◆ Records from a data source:
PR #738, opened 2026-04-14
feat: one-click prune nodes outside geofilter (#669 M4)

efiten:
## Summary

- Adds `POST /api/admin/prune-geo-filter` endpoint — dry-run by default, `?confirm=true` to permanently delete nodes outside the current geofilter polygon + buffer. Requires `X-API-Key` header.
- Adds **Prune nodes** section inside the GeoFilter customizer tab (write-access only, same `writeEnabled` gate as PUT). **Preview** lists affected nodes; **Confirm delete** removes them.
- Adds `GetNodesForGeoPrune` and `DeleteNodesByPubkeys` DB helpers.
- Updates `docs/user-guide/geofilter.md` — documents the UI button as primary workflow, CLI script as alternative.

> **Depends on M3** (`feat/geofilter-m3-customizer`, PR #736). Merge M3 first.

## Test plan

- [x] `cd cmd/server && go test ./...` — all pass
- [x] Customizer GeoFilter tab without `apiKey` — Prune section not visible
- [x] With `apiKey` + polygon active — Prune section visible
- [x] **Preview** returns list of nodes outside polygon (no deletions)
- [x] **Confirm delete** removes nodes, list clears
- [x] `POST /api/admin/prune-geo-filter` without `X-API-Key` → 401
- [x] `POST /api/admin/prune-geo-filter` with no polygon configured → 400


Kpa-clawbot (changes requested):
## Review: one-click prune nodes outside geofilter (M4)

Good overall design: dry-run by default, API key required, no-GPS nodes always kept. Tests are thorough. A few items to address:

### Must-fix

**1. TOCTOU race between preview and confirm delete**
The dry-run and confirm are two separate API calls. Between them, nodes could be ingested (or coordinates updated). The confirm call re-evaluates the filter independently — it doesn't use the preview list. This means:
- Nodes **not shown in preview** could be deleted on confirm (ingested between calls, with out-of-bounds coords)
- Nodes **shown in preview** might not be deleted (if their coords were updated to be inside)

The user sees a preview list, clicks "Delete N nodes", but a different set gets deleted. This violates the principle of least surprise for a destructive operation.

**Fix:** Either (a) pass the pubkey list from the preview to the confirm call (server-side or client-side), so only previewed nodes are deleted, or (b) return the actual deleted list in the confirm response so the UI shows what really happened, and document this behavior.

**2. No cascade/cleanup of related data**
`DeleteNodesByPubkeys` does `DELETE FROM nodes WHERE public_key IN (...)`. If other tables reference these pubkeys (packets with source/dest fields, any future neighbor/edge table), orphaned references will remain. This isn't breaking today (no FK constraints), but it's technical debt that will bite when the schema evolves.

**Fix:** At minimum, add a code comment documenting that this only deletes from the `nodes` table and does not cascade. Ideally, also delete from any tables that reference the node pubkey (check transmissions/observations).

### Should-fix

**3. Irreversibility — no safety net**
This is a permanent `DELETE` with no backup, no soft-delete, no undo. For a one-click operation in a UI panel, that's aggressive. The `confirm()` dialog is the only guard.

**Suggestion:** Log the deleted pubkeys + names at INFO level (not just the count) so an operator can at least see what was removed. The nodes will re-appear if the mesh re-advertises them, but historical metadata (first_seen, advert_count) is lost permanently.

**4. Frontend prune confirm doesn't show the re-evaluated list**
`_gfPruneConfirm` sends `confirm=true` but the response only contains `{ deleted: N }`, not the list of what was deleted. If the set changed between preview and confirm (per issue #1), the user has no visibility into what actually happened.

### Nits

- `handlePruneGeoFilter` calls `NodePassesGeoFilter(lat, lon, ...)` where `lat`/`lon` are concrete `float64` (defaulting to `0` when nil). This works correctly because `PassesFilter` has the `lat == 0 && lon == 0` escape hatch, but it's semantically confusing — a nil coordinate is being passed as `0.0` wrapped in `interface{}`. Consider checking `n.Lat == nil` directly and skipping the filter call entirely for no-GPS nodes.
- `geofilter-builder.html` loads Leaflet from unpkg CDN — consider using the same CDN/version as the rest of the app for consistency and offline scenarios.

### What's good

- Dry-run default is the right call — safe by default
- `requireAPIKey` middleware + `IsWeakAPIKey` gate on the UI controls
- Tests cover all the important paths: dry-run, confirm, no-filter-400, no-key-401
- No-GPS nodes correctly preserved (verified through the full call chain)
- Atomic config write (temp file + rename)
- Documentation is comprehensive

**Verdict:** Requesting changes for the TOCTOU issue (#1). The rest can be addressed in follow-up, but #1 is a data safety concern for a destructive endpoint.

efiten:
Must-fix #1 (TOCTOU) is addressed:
--
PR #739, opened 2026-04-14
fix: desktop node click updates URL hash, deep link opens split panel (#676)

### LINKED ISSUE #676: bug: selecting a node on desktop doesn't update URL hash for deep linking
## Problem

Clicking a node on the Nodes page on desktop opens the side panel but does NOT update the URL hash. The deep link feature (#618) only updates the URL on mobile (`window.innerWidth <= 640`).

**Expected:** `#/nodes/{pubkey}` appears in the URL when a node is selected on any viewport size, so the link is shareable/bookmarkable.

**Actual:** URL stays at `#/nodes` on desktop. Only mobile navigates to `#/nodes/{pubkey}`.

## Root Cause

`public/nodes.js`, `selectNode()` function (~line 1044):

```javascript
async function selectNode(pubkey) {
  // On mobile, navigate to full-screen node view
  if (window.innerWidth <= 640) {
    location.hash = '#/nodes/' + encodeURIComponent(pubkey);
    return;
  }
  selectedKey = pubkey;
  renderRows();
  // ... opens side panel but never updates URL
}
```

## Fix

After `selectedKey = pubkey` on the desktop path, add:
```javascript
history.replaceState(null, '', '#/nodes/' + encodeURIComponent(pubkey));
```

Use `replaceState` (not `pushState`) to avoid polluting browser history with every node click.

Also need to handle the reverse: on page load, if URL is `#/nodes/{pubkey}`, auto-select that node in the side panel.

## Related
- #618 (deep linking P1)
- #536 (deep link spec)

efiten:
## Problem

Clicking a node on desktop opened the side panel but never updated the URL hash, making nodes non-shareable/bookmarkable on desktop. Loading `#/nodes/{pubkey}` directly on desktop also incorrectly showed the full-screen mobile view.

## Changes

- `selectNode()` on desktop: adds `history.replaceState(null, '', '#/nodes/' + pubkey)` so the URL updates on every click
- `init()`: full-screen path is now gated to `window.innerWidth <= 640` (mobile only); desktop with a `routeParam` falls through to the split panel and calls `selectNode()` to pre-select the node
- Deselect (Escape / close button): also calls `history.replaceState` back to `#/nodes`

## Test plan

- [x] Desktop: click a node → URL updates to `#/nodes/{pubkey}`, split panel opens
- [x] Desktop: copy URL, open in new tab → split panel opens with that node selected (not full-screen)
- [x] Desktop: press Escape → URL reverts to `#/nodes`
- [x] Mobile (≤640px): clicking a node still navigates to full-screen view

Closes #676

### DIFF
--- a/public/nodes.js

◆ What you have to do:
Check every line of the entries above, and copy those that carry the string "operation".

◆ Written solution:
The user sees a preview list, clicks "Delete N nodes", but a different set gets deleted. This violates the principle of least surprise for a destructive operation.
This is a permanent `DELETE` with no backup, no soft-delete, no undo. For a one-click operation in a UI panel, that's aggressive. The `confirm()` dialog is the only guard.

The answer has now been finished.